_PROBLEM DETAILS:_
In the data that follows, count the lines where "tracing" appears, and write only the number.

Records from a dataset:
%%

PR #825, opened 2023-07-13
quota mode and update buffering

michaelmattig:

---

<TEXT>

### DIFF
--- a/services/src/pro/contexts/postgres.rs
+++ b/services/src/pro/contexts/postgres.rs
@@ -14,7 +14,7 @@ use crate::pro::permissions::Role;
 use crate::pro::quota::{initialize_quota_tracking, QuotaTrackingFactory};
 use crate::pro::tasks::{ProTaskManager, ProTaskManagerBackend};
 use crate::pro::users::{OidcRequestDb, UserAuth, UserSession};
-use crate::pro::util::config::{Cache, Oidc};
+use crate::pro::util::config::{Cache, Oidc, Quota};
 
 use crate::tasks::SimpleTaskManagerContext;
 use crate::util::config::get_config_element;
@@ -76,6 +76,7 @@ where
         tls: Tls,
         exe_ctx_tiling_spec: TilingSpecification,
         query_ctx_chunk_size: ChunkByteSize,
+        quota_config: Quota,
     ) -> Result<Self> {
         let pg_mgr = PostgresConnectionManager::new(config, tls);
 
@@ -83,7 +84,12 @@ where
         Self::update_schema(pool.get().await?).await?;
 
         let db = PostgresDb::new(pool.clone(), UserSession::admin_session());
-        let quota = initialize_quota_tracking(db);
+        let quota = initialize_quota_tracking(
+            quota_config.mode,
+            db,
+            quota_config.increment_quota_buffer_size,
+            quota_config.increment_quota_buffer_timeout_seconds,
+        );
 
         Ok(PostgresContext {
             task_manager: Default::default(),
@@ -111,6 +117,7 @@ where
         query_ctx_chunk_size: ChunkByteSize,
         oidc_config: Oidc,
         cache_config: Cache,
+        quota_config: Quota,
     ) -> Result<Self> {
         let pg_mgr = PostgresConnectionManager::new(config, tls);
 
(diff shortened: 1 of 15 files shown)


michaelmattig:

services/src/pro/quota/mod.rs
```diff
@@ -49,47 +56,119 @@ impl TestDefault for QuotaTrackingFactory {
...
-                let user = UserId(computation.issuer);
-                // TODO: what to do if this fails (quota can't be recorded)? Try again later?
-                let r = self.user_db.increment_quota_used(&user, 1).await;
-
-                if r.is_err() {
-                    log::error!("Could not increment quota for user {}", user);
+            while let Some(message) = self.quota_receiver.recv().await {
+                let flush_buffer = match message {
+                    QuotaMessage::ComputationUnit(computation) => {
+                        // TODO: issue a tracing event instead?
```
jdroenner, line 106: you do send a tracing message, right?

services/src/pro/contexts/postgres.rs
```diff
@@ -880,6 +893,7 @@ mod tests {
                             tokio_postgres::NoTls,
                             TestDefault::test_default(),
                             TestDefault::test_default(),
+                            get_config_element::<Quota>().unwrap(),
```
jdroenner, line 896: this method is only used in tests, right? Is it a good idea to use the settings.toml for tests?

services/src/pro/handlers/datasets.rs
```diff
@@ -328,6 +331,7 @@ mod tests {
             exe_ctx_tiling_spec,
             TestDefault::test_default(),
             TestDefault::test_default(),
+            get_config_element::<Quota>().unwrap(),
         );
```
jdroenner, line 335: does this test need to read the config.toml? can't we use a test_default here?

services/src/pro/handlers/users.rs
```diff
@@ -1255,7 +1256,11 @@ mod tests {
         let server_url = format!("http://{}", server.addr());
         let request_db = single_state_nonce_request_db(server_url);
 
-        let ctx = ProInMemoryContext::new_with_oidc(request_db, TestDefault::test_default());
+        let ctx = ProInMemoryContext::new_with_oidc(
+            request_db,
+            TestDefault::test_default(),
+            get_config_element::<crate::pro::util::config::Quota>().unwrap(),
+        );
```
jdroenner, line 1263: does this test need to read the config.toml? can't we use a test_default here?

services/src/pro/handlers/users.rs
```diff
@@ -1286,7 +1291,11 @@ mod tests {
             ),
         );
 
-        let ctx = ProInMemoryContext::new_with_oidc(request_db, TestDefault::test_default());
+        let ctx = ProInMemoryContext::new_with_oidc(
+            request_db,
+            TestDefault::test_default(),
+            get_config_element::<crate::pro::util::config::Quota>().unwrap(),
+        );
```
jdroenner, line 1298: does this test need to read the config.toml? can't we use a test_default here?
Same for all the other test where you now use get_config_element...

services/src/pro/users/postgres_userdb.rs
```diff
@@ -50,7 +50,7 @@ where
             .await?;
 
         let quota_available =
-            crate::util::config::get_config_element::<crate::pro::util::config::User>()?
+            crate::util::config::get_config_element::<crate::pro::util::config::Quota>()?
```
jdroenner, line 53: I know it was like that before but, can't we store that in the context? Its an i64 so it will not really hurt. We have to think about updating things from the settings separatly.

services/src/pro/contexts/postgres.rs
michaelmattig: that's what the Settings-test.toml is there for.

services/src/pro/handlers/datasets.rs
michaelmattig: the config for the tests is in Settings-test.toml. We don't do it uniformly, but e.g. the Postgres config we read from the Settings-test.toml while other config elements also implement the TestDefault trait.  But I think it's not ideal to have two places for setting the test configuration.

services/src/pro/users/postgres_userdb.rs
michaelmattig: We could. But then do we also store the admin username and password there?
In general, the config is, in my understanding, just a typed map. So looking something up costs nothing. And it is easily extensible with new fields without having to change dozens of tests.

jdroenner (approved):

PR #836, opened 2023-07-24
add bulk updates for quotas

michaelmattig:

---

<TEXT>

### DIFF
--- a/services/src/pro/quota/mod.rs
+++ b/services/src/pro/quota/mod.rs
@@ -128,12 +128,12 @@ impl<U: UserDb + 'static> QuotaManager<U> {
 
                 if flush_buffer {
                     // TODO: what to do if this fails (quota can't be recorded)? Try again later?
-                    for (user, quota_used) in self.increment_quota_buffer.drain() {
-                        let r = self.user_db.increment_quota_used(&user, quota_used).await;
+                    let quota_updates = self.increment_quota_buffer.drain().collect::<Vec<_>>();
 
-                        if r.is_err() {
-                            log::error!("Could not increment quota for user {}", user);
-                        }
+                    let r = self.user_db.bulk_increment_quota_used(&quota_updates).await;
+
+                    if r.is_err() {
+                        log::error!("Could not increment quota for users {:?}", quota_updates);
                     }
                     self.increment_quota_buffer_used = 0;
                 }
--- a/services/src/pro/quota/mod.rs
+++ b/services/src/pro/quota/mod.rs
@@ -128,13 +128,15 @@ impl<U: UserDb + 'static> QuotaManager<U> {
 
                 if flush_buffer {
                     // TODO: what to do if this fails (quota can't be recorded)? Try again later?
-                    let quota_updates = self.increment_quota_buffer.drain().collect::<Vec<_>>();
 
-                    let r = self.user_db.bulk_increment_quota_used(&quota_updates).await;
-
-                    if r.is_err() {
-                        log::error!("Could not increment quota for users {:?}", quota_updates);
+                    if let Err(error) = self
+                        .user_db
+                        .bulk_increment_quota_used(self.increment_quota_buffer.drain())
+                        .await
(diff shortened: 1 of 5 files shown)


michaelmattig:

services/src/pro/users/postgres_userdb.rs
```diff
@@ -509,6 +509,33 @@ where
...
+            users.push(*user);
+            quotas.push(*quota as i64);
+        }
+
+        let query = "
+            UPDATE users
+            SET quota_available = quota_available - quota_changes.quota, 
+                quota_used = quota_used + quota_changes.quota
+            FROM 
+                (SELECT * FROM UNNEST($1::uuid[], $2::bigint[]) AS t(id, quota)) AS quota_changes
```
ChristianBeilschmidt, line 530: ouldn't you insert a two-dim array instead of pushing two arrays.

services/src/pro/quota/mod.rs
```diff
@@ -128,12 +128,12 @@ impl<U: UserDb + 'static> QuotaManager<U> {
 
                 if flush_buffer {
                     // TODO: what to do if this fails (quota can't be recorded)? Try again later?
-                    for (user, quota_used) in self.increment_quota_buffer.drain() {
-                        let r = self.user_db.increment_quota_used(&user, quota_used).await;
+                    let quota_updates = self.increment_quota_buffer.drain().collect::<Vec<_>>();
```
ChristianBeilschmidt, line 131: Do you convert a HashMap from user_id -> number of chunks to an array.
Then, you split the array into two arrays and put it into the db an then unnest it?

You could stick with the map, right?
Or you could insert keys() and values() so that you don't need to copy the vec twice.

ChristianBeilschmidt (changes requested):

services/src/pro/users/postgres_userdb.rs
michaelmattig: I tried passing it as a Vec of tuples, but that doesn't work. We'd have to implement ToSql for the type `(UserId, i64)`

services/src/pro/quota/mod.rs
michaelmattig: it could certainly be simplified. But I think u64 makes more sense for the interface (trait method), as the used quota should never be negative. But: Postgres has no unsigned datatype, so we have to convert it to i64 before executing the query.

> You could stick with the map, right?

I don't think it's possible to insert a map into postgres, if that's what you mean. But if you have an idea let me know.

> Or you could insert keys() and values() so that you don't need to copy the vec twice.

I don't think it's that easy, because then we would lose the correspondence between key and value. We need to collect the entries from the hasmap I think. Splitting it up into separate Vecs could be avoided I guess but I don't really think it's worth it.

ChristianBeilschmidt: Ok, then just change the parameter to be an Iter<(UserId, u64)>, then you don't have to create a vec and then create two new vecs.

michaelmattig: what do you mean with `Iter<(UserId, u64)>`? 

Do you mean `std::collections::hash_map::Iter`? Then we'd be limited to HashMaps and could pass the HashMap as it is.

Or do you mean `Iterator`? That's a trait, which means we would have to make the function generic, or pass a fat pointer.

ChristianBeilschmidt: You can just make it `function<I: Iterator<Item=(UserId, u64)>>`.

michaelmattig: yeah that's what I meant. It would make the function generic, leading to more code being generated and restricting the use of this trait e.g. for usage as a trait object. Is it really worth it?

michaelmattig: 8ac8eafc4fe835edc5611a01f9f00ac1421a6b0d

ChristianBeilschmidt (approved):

%%

_SOLUTION TO THIS EXERCISE:_
2